After automated snapshots (4 months):

  • 1 failed migration (Content Duo deployment)
  • Recovery time: 8 minutes (automated)
  • Total customer-facing downtime: 8 minutes
  • Total engineering time: 0 hours (automated rollback)

Cost comparison:

  • Snapshot storage: $20/month
  • Engineer time saved: ~10 hours/quarter at $150/hour = $1,500/quarter
  • ROI: 75× return on investment

Key Lessons

  1. Snapshots are cheap insurance. $20/month to eliminate 2-3 hour recovery procedures is a no-brainer.

  2. Automate the safety net. Manual snapshots are forgotten. Automated snapshots always run.

  3. Test your rollback procedure. We run quarterly disaster recovery drills where we intentionally fail a migration and practice restoring from snapshots.

  4. Snapshot before EVERY migration. We initially only created snapshots for "risky" migrations. We now snapshot every migration because defining "risky" is subjective and error-prone.

  5. Monitor snapshot age. We alert if a production database hasn't been snapshotted in 24 hours, indicating that our automation might be broken.

Monitoring and Alerting

We monitor snapshot health with CloudWatch alarms:

# cloudwatch-alarms.yml
Alarms:
  - Name: MissingPreMigrationSnapshot
    Metric: TimeSinceLastSnapshot
    Threshold: 86400  # 24 hours
    Action: PageOnCall

  - Name: SnapshotCreationFailure
    Metric: SnapshotCreationErrors
    Threshold: 1
    Action: PageOnCall

  - Name: SnapshotStorageExceeded
    Metric: SnapshotStorageGB
    Threshold: 500  # $50/month cost
    Action: EmailDevOps

We also track snapshot metrics in Datadog:

  • Snapshot creation time (track trends)
  • Snapshot restore time (track degradation)
  • Snapshot count (detect retention policy failures)
  • Snapshot storage cost (monitor budget)

Implementation Commits

  • c084f28 - Add pre-migration snapshot creation script
  • 7a2f1d9 - Integrate snapshot script into CI/CD pipeline
  • 2b8e4c3 - Add automated rollback on migration failure
  • f1d9a8e - Implement snapshot retention policy and cleanup

Conclusion

Database migrations fail. When they do, you need a fast, reliable rollback mechanism. Automated RDS snapshots before every migration provide a 5-minute recovery path that eliminates the need for manual diagnosis and manual SQL commands.

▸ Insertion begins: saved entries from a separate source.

PR #42, opened 2022-11-18
Add functions to get ChatPacket author and content

mat-1:


mat-1:
Haven't tested ingame

PR #46, opened 2022-11-28
Uploaded doc workflow

AtomicGamer9523:
Added a workflow to automatically document everything

### DIFF
--- a/.github/workflows/doc.yml
+++ b/.github/workflows/doc.yml
@@ -28,7 +28,7 @@ jobs:
       - uses: actions-rs/toolchain@v1
         with:
           toolchain: nightly
-      - run: cargo doc --all
+      - run: cargo doc --workspace --no-deps
       - uses: "finnp/create-file-action@master"
         env:
           FILE_NAME: "./target/doc/index.html"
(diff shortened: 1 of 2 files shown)


.github/workflows/doc.yml
```diff
@@ -0,0 +1,45 @@
...
+      name: github-pages
+      url: ${{ steps.deployment.outputs.page_url }}
+    runs-on: ubuntu-latest
+    steps:
+      - name: Checkout Repository
+        uses: actions/checkout@v3
+      - uses: actions-rs/toolchain@v1
+        with:
+          toolchain: nightly
+      - run: cargo doc --all
```
mat-1, line 31:
```suggestion
      - run: cargo doc --workspace --no-deps
```
This seems to document every dependency and according to the cargo book --all is a deprecated alias for --workspace

mat-1 (changes requested):
Thank you!! I was actually trying to find out how to do this earlier but I couldn't find a good solution, so I very much appreciate this :)

mat-1 (approved):
LGTM
idk how to test it so i hope it works and if not I'll fix it

PR #47, opened 2022-12-03
Serialize Component

EightFactorial:
Also fixes ClientboundStatusResponsePacket


mat-1 (approved):
Thank you! I made my own commit to make it compile (since the "derive" feature wasn't enabled for Serde) and did some minor changes to make the code slightly more consistent with other things.

PR #50, opened 2022-12-06
Reauth on invalid session

mat-1:


mat-1:
I didn't test it super thoroughly but eh it should work.

PR #56, opened 2023-01-15
Add function to get message sender's UUID

EightFactorial:


mat-1 (approved):
Thanks, this doesn't work for servers that use system chat packets but ehh it's fine

PR #58, opened 2023-01-20
Allow using `azalea-chat` without `azalea-buf` to avoid unstable features

Nemo157:
We'd like to use `azalea-chat` in a custom bot to render colored text, but using the stable compiler (https://github.com/booleancoercion/ferrisquery/pull/1). We're not relying on the `azalea-buf` functionality for this so just disabling that and relying on the json serialization works fine for us. I'm not sure whether this is something you'd want to support upstream, we're fine just relying on a fork if not.

This is technically a breaking change for any users that had `azalea-chat.default-features = false` and were relying on the `azalea-buf`` functionality.

### DIFF
--- a/azalea-chat/Cargo.toml
+++ b/azalea-chat/Cargo.toml
@@ -8,10 +8,13 @@ version = "0.5.0"
 
 # See more keys and their definitions at https://doc.rust-lang.org/cargo/reference/manifest.html
 
+[features]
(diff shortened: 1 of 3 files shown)


mat-1 (approved):

mat-1:
Thank you! Breaking changes aren't an problem since all the crates are still in 0.x :)

PR #60, opened 2023-01-24
Fix test and packets

EightFactorial:


azalea-protocol/src/packets/game/clientbound_initialize_border_packet.rs
```diff
@@ -16,3 +16,19 @@ pub struct ClientboundInitializeBorderPacket {
...
 }
+
+impl McBufWritable for ClientboundInitializeBorderPacket {
+    fn write_into(&self, buf: &mut impl std::io::Write) -> Result<(), std::io::Error> {
+        self.new_center_x.write_into(buf)?;
+        self.new_center_z.write_into(buf)?;
+        self.old_size.write_into(buf)?;
+        self.new_size.write_into(buf)?;
+        self.lerp_time.var_write_into(buf)?;
+        // Odd
```
mat-1, line 27: This is very suspicious. Maybe the VarLong implementation is wrong?

azalea-protocol/src/packets/game/clientbound_player_info_update_packet.rs
```diff
@@ -196,6 +196,6 @@ impl McBufWritable for ActionEnumSet {
         if self.update_display_name {
             set.set(5);
         }
-        set.write_into(buf)
+        set.as_u8().write_into(buf)
```
mat-1, line 199: It's supposed to already have this behavior if there's at most 8 bits. This seems more like a bug with writing bitsets.

mat-1 (changes requested):
There's two fixes here that don't really seem like the "proper" fix. I'll investigate a bit to see if I can find the root causes.

azalea-protocol/src/packets/game/clientbound_initialize_border_packet.rs
EightFactorial: Oh, it is a bug with VarLong. It's supposed to write a zero into the buffer at the end.
Here's the function from PacketByteBuf:

public PacketByteBuf writeVarLong(long value) {
    while((value & -128L) != 0L) {
        this.writeByte((int)(value & 127L) | 128);
            value >>>= 7;
    }

    this.writeByte((int)value);
    return this;
}

mat-1 (approved):

PR #61, opened 2023-01-30
More packet fixes, tests, handle error

EightFactorial:


azalea-protocol/src/packets/game/clientbound_boss_event_packet.rs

Since implementing automated snapshots, we've reduced migration recovery time from 2-3 hours to 5-10 minutes and eliminated 100% of manual recovery work. The $20/month cost is negligible compared to the $1,500/quarter saved in engineering time.

If you're running database migrations without automated snapshots, you're betting that migrations never fail. History suggests that's a losing bet.